Safeguarding flapper skate

New measures to help conservation efforts.

The critically endangered flapper skate is to gain further protection following the urgent designation of a new Marine Protected Area (MPA) within the Inner Sound of Skye.

The site will protect a nationally important flapper skate egg nursery area, which is the largest of its kind to be identified in Scotland.

Management measures prohibiting a number of marine activities such as fishing, diving and construction within the site will initially last for a period of 12 months and will come into force on 17 March 2021.

If, after this time permanent protection is found to be necessary, then proposals will undergo a full stakeholder engagement process, public consultation and impact assessments.

Minister for Rural Affairs and the Natural Environment Ben Macpherson said:

“The flapper skate, which was once abundant in our seas, is now only found in the northern area of the North Sea and off Scotland’s north-west coast.

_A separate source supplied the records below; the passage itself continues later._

PR #1569, opened 2023-12-15
Allow user of pending state to obtain underlying state diff

joshklop:
so the builder can commit the state diff to the db


joshklop:
Opted not to clone the state diff since we don't write to it after using it in the pending state.

Added a comment to document that writing the state diff after obtaining it through `PendingState.StateDiff()` is not safe.

omerfirmak:
Merged as part of #1593

PR #1570, opened 2023-12-15
Build receipts

joshklop:


builder/builder.go
```diff
@@ -8,6 +8,7 @@ import (
 	"github.com/NethermindEth/juno/core/felt"
 	"github.com/NethermindEth/juno/db"
 	"github.com/NethermindEth/juno/mempool"
+	"github.com/NethermindEth/juno/rpc"
```
omerfirmak, line 11: I am not sure if this is the most clean way of doing this. `builder` depending on `rpc` is code smell IMO.

Initially, to avoid declaring vm.Trace and rpc.Trace, we decided to return raw JSON from `vm.Execute()`. But we ended up having to declare `rpc.Trace` already. So I believe we need to bite the bullet and duplicate trace definition in `vm` package (or move rpc.Trace to vm) and return a properly typed `Trace` from `vm.Execute()`.

joshklop:
Depends on #1578

builder/builder.go
```diff
@@ -24,10 +25,49 @@ type Builder struct {
...
+func (b *Builder) Receipt(fee *felt.Felt, feeUnit core.FeeUnit, txHash *felt.Felt, reverted bool,
+	trace *vm.TransactionTrace,
+) (*core.TransactionReceipt, error) {
+	executionResources := make([]*vm.ExecutionResources, 0)
+	events := make([]*core.Event, 0)
+	messages := make([]*core.L2ToL1Message, 0)
+	if trace.ConstructorInvocation != nil {
+		executionResources = append(executionResources, trace.ConstructorInvocation.ExecutionResources)
+		events = append(events, utils.Map(trace.ConstructorInvocation.Events, vm2core.AdaptOrderedEvent)...)
+		messages = append(messages, utils.Map(trace.ConstructorInvocation.Messages, vm2core.AdaptMsgToL1)...)
```
omerfirmak, line 42: Don't we need to recursively traverse the call stack and accumulate all the events and messages?

builder/builder.go
```diff
@@ -24,10 +25,49 @@ type Builder struct {
...
+		revertReason = trace.ExecuteInvocation.RevertReason
+	}
+	if trace.FeeTransferInvocation != nil {
+		executionResources = append(executionResources, trace.FeeTransferInvocation.ExecutionResources)
+		events = append(events, utils.Map(trace.FeeTransferInvocation.Events, vm2core.AdaptOrderedEvent)...)
+		messages = append(messages, utils.Map(trace.FeeTransferInvocation.Messages, vm2core.AdaptMsgToL1)...)
 	}
+	return &core.TransactionReceipt{
+		Fee:                fee,
+		FeeUnit:            core.STRK,
```
omerfirmak, line 63:
```suggestion
		FeeUnit:            feeUnit,
```

builder/builder.go
omerfirmak: and we should maintain the order of the events and messages

joshklop:
We can drop the last commit and merge directly to `main`. Thoughts?

builder/builder.go
```diff
@@ -24,12 +25,26 @@ type Builder struct {
...
 		ownAddress: *ownAddr,
-
-		bc: bc,
-		vm: builderVM,
+		bc:         bc,
+		vm:         builderVM,
 	}
 }
 
+func (b *Builder) Receipt(fee *felt.Felt, feeUnit core.FeeUnit, txHash *felt.Felt, reverted bool,
```
omerfirmak, line 33: It doesnt look like this needs to be a member function. Let's make it standalone?

omerfirmak (approved):

omerfirmak:
> We can drop the last commit and merge directly to main. Thoughts?

That works too

PR #1572, opened 2023-12-18
Log failed requests only

omerfirmak:


jsonrpc/server.go
```diff
@@ -438,7 +431,10 @@ func (s *Server) handleRequest(ctx context.Context, req *Request) (*response, er
 	if errAny := tuple[1].Interface(); !isNil(errAny) {
 		res.Error = errAny.(*Error)
 		if res.Error.Code == InternalError {
-			s.listener.OnRequestFailed(req.Method, err)
+			s.listener.OnRequestFailed(req.Method, res.Error)
+			reqJSON, _ := json.Marshal(req)
+			errJSON, _ := json.Marshal(res.Error)
+			s.log.Debugw("failed handing RPC request", "req", string(reqJSON), "res", string(errJSON))
```
joshklop, line 437:
```suggestion
			s.log.Debugw("Failed handing RPC request", "req", string(reqJSON), "res", string(errJSON))
```

joshklop, line 437: If `reqJSON` or `errJSON` are `nil`, we can't convert them using `string(nil)`. I think we should set them to `[]byte{}` if `err != nil`.

omerfirmak: Actually, `string([]byte(nil))` just returns an empty string. So we should be good.

jsonrpc/server.go
```diff
@@ -438,7 +431,10 @@ func (s *Server) handleRequest(ctx context.Context, req *Request) (*response, er
 	if errAny := tuple[1].Interface(); !isNil(errAny) {
 		res.Error = errAny.(*Error)
 		if res.Error.Code == InternalError {
-			s.listener.OnRequestFailed(req.Method, err)
+			s.listener.OnRequestFailed(req.Method, res.Error)
+			reqJSON, _ := json.Marshal(req)
+			errJSON, _ := json.Marshal(res.Error)
+			s.log.Debugw("Failed handing RPC request", "req", string(reqJSON), "res", string(errJSON))
```
joshklop, line 437: Might be good to promote this to a warning.

joshklop (approved):

jsonrpc/server.go
wojciechos: I would rather stay with debug. If we label it as a warning, we might start overlooking real warnings, especially if these pop up a lot.

PR #1577, opened 2023-12-18
Fix dependabot config again

joshklop:
Third time's the charm.

I'll try to wait until every CI check is finished on the PR before merging. Maybe the dependabot action only runs at the end, which is why we only see it fail when we merge.


omerfirmak (approved):

joshklop:
Alas, the dependabot check did not run. We'll see if it works upon merging.

joshklop:
It worked :raised_hands:

PR #1578, opened 2023-12-18
Copy rpc.TransactionTrace to vm package

joshklop:
Needed for sequencer, might as well do it now


vm/vm.go
```diff
@@ -165,7 +166,7 @@ func (v *vm) Call(contractAddr, classHash, selector *felt.Felt, calldata []felt.
 func (v *vm) Execute(txns []core.Transaction, declaredClasses []core.Class, blockNumber, blockTimestamp uint64,
 	sequencerAddress *felt.Felt, state core.StateReader, network utils.Network, paidFeesOnL1 []*felt.Felt,
 	skipChargeFee, skipValidate, errOnRevert bool, gasPriceWEI *felt.Felt, gasPriceSTRK *felt.Felt, legacyTraceJSON bool,
-) ([]*felt.Felt, []json.RawMessage, error) {
+) ([]*felt.Felt, []*TransactionTrace, error) {
```
omerfirmak, line 169:
```suggestion
) ([]*felt.Felt, []TransactionTrace, error) {
```

rpc/handlers.go
```diff
@@ -1368,23 +1368,23 @@ func (h *Handler) LegacyEstimateMessageFee(msg MsgFromL1, id BlockID) (*FeeEstim
 //
 // It follows the specification defined here:
 // https://github.com/starkware-libs/starknet-specs/blob/1ae810e0137cc5d175ace4554892a4f43052be56/api/starknet_trace_api_openrpc.json#L11
-func (h *Handler) TraceTransaction(ctx context.Context, hash felt.Felt) (json.RawMessage, *jsonrpc.Error) {
+func (h *Handler) TraceTransaction(ctx context.Context, hash felt.Felt) (*TransactionTrace, *jsonrpc.Error) {
```
omerfirmak, line 1371: How would you feel about returning a `vm.Trace` here? So instead of duplicating types, we would be moving them to vm.

joshklop: I'd be fine with that.

rianhughes:
By moving `FunctionInvocation` and `TransactionTrace` from `rpc` to `vm`, will RPC-spec changes not influence the `vm`? If so this seems a bit messy to me. Having adapters / duplicated types seems a bit cleaner.

omerfirmak:
> will RPC-spec changes not influence the `vm`?

It is how it has already been so far anyways. This PR allows us to access the trace on Go side easier, instead of dealing with raw json. So it is an improvement imo.

vm/vm.go
```diff
@@ -246,7 +247,14 @@ func (v *vm) Execute(txns []core.Transaction, declaredClasses []core.Class, bloc
 		return nil, nil, errors.New(context.err)
 	}
 
-	return context.actualFees, context.traces, nil
+	traces := make([]TransactionTrace, len(context.traces))
+	for index, traceJSON := range context.traces {
+		if err := json.Unmarshal(traceJSON, &traces[index]); err != nil {
+			return nil, nil, fmt.Errorf("unmarshal trace: %v", err)
```
omerfirmak, line 253: I failed to point this out before merging, but this error should be mapped to `ErrInternal` on the RPC side.

PR #1568, opened 2023-12-15
Rianhughes/build genesis state

rianhughes:
closes https://github.com/NethermindEth/juno/issues/1567

PR #1593, opened 2023-12-21
Rianhughes/build genesis state fresh

rianhughes:
closes https://github.com/NethermindEth/juno/issues/1567
taken from https://github.com/NethermindEth/juno/pull/1568


genesis/genesis.go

“The designation of this new Marine Protected Area will allow further information to be gathered to inform permanent proposals and will safeguard an area of vital importance to this critically endangered species. This will support conservation efforts to help it recover back to a healthy status in Scottish waters.”

This is the second urgent Marine Protected Area (MPA) to be created using powers within the Marine (Scotland) Act 2010, the first being the Loch Carron urgent MPA created to protect flame shell beds in 2017. The Loch Carron MPA was made permanent in 2019.

Scotland’s Marine Protected Area (MPA) network covers in excess of 37% of our sea area, exceeding the proposed new global target of 30% coverage by 2030.

Each site in the network is managed to achieve its conservation objectives and work is underway to develop fisheries management proposals for a number of the sites.

These areas not only protect the flapper skate but a wide variety of species and habitats including other iconic species like the minke whale, basking sharks and Risso’s dolphins.


Further details of the flapper skate and the site can be found here.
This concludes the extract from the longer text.